(Stored data)
------

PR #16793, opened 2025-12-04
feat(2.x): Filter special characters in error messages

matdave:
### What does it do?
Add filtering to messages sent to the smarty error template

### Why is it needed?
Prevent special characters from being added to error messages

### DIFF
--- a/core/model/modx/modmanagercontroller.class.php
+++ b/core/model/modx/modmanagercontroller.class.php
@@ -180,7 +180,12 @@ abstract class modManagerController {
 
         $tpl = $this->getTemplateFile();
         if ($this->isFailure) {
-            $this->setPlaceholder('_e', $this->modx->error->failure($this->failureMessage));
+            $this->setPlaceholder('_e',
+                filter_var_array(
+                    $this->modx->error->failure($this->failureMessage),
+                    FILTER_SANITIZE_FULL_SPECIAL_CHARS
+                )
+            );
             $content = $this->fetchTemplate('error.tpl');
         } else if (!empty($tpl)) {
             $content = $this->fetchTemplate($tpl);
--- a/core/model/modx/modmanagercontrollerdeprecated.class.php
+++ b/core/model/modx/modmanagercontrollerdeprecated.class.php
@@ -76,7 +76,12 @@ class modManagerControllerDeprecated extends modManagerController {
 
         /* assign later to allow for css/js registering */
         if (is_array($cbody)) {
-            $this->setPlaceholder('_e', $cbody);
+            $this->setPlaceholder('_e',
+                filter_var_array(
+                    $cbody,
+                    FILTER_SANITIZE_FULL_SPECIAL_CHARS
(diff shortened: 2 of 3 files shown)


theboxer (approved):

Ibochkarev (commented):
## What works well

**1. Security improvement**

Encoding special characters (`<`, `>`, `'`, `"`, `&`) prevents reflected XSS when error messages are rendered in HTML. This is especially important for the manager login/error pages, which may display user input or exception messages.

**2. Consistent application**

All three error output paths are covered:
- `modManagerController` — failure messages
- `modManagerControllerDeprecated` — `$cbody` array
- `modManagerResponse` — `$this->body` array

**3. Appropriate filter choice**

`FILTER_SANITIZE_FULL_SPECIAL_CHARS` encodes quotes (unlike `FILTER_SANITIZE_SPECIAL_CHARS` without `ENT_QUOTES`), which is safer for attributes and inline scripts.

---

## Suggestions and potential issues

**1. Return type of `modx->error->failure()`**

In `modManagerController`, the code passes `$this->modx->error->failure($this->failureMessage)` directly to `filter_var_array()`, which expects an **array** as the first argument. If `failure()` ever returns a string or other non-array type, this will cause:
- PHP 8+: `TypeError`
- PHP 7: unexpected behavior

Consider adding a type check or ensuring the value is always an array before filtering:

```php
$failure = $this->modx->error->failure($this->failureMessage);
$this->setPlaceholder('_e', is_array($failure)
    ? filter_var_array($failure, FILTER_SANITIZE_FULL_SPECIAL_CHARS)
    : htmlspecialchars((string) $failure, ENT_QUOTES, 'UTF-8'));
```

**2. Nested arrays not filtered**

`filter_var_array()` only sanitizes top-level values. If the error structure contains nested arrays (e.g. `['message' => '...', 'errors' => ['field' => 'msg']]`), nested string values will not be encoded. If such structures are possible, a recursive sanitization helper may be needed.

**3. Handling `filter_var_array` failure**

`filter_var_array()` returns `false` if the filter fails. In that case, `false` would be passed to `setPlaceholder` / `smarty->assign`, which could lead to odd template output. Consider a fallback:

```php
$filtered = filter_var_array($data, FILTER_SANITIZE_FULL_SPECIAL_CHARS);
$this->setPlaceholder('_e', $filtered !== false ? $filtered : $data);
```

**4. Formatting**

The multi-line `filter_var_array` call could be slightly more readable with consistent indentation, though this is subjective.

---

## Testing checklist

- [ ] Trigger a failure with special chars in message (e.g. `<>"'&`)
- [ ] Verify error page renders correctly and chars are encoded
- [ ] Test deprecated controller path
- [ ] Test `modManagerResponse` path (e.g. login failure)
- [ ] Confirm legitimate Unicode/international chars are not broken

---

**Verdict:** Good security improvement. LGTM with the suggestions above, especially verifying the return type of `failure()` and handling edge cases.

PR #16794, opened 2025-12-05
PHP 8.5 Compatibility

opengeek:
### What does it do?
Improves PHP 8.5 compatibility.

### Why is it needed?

------

▶ **Exercise requirements**:
Retype exactly the lines of the data above, starting at its first line and finishing with the line that has "-180,7 +180,12 @@" in it.

▶ **Answer**:
PR #16793, opened 2025-12-04
feat(2.x): Filter special characters in error messages

matdave:
### What does it do?
Add filtering to messages sent to the smarty error template

### Why is it needed?
Prevent special characters from being added to error messages

### DIFF
--- a/core/model/modx/modmanagercontroller.class.php
+++ b/core/model/modx/modmanagercontroller.class.php
@@ -180,7 +180,12 @@ abstract class modManagerController {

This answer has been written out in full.